Disciplina organica dei contratti di lavoro e revisione della normativa in tema di mansioni, a norma dell'articolo 1, comma 7, della legge 10 dicembre 2014, n. 183. (G.U. 24.06.2015, n. 144 - S.O. n. 34)

Capo III - Lavoro a tempo determinato

Art. 28 - Decadenza e tutele

1. L'impugnazione del contratto a tempo determinato deve avvenire, con le modalità previste dal primo comma dell'articolo 6 della legge 15 luglio 1966, n. 604, entro centottanta giorni dalla cessazione del singolo contratto.
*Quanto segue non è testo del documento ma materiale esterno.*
PR #134, opened 2025-11-03
feat: return model aliases in `/model/list`

alexplash:
GET endpoints for models now returns model aliases.

### DIFF
--- a/crates/database/src/repositories/model.rs
+++ b/crates/database/src/repositories/model.rs
@@ -51,7 +51,7 @@ impl ModelRepository {
                     m.context_length, m.verifiable, m.is_active, m.created_at, m.updated_at,
                     COALESCE(array_agg(a.alias_name) FILTER (WHERE a.alias_name IS NOT NULL), '{}') AS aliases
                 FROM models m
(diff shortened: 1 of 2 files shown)


crates/database/src/repositories/model.rs
```diff
@@ -140,16 +143,35 @@ impl ModelRepository {
             .query(
                 r#"
                 SELECT 
-                    id, model_name, model_display_name, model_description, model_icon,
-                    input_cost_per_token, output_cost_per_token,
-                    context_length, verifiable, is_active, created_at, updated_at
-                FROM models 
-                WHERE model_name = $1 AND is_active = true
+                    m.id, m.model_name, m.model_display_name, m.model_description, m.model_icon,
```
PierreLeGuen: This function is supposed to only get model from its canonical name, not from aliases. What about using this function? https://github.com/nearai/cloud-api/blob/0d59aa6a7115e6b0985583610e0cffc63169742f/crates/database/src/repositories/model.rs#L500

think-in-universe:
Hey Alex @alexplash, could you please have a look at the comments from Copilot?

PR #187, opened 2025-11-18
fix: only include model providers with valid attestation report

think-in-universe:
The PR includes the fixes of:

1. only include the models with valid `/attestation/report` response;
2. The `/attestation/report` endpoint should not return the model attestation reports that contains the error response, e.g.

```json
    {
      "error": {
        "code": null,
        "message": "Client error '400 Bad Request' for url 'http://localhost/GetQuote'\nFor more information check: https://developer.mozilla.org/en-US/docs/Web/HTTP/Status/400",
        "param": null,
        "type": "HTTPStatusError"
      }
    },
```

### DIFF
--- a/crates/inference_providers/src/vllm/mod.rs
+++ b/crates/inference_providers/src/vllm/mod.rs
@@ -98,7 +98,7 @@ impl InferenceProvider for VLlmProvider {
             url.push_str(&format!("&nonce={nonce}"));
         }
 
-        if let Some(signing_address) = signing_address {
+        if let Some(ref signing_address) = signing_address {
             url.push_str(&format!("&signing_address={signing_address}"));
         }
 
@@ -115,7 +115,7 @@ impl InferenceProvider for VLlmProvider {
         // Handle 404 responses (expected when signing_address doesn't match)
         if response.status() == 404 {
             return Err(AttestationError::SigningAddressNotFound(
-                response.status().to_string(),
+                signing_address.unwrap_or_default().to_string(),
             ));
         }
 


crates/services/src/inference_provider_pool/mod.rs
```diff
@@ -206,12 +206,51 @@ impl InferenceProviderPool {
...
+                    Ok(report) => {
+                        // Check if the response contains an error field
+                        if report.contains_key("error") {
+                            let error_msg = report
+                                .get("error")
+                                .and_then(|v| v.as_str())
+                                .unwrap_or("unknown error");
+                            tracing::warn!(
+                                model = %model_name,
+                                url = %url,
```
Evrard-Nil: Please avoid logging model's ip in INFO logs and above

crates/services/src/inference_provider_pool/mod.rs
```diff
@@ -473,9 +512,22 @@ impl InferenceProviderPool {
                     .await
                 {
                     Ok(mut attestation) => {
-                        // Remove 'all_attestations' field if present
-                        attestation.remove("all_attestations");
-                        model_attestations.push(attestation);
+                        // Check if the response contains an error field
+                        if attestation.contains_key("error") {
```
hanakannzashi: Just a question, why error attestation data will be returned with 200 status code?

think-in-universe: Good catch. The error handling of the `get_attestation_report` function is problematic. I have fixed it.

think-in-universe:
@PierreLeGuen @Evrard-Nil @hanakannzashi  I have fixed the error handling of `get_attestation_report` function in `crates/inference_providers/src/vllm/mod.rs`. Please help review again. Thanks!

Trova altresì applicazione il secondo comma del suddetto articolo 6. 14

2. Nei casi di trasformazione del contratto a tempo determinato in contratto a tempo indeterminato, il giudice condanna il datore di lavoro al risarcimento del danno a favore del lavoratore stabilendo un'indennità onnicomprensiva nella misura compresa tra un minimo di 2,5 e un massimo di 12 mensilità dell'ultima retribuzione di riferimento per il calcolo del trattamento di fine rapporto, avuto riguardo ai criteri indicati nell'articolo 8 della legge n. 604 del 1966. La predetta indennità ristora per intero il pregiudizio subito dal lavoratore, comprese le conseguenze retributive e contributive relative al periodo compreso tra la scadenza del termine e la pronuncia con la quale il giudice ha ordinato la ricostituzione del rapporto di lavoro.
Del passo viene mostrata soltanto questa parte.